Teagan Kearney/G.N. Kearney: Writer: MINING MEMORY


Who we are influences what we write, and our experiences influence who we are. How we remember our past also affects us. If we’re asked what our last year’s holiday  was like, at first we might struggle to remember much more than a few images, and not necessarily because we were sampling too much of the local vino. But if we continue recalling the experience, we add to those segments of memory and, slowly but surely, we recall enough to bring back much of the holiday. 

The interesting thing is that when we’re remembering a past experience in this way, we automatically organize our memories into the sequential order in which the events took place – our impressions upon arrival and seeing the beach/mountain/city; later we add watching the glory of a blazing sunset in an exotic location etc. In this way we instinctively create a story out of our past.

If it’s possible to view our own lives as narratives and draw on our memories when we write, and we were to write only the facts of the experience, this wouldn’t convey enough of the truth about the event. One point to consider when we use any detail or episode from our own life, is that we should feel free to render them how we wish. As writers we don’t have to be restricted, but neither should we feel any guilt about using our memories freely because that doesn’t mean we are not true to them.

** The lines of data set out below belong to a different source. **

PR #428, opened 2012-04-04
IcsLinearLayout lacks a getter/setter for padding

nacitar:
I intend on using IcsLinearLayout in my application, and thought I'd add these methods while I was at it; would prefer it to be in your sources.


JakeWharton:
Be careful using anything in the `internal` package as there is no guarantee its API will not change dramatically or disappear completely.

Merged to `dev`.

PR #441, opened 2012-04-18
Declare support-library as provided in ActionBarSherlock-library

xperimental:
Would it make sense to mark the support-library as provided in the ActionBarSherlock library pom? That way every application could decide which support-library to use.

In my case that would be a library which uses MapActivity as super class for FragmentActivity, because I want to display fragments and a Google-Maps map in an activity.

I've already seen, that your ViewPagerIndicator library (which is also used in that application) also declares the support-library as provided.

### DIFF
--- a/library/pom.xml
+++ b/library/pom.xml
@@ -24,6 +24,7 @@
 		<dependency>
 			<groupId>com.google.android</groupId>
 			<artifactId>support-v4</artifactId>
+			<scope>provided</scope>
 		</dependency>
 
 		<dependency>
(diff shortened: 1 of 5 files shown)


JakeWharton:
I would much rather leave it as a hard dependency. You can always use an exclusion to avoid it.

``` xml
<dependency>
    <groupId>com.actionbarsherlock</groupId>
    <artifactId>library</artifactId>
    <version>4.0.2</version>
    <type>apklib</type>
    <exclusions>
        <exclusion>
        </exclusion>
    </exclusions>
</dependency>
```

Maven will not include duplicate transitive dependencies and if you have another library which is dependent on a different version you can use the above technique to remove one of them.

xperimental:
Thanks for the hint, that solved my problem.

When telling others about a past event we also reinforce that memory. Sometimes the original experience becomes subsumed into the retelling – and later on it's the retelling we  recollect.  Different sense impressions like smells or sounds, such a particular piece of music  can trigger memory, and the major events we remember in our own lives often have strong emotional connections.

You might think I’m wandering off the subject of writing but writers often play with memory: giving two characters different memories of the same event creates conflict and gives insight into their personalities; suffering from amnesia or creating false memories make for interesting scenarios; making the reader aware that a character is inaccurately remembering an incident can raise tension; and a flashback is simply a memory from a character's past.    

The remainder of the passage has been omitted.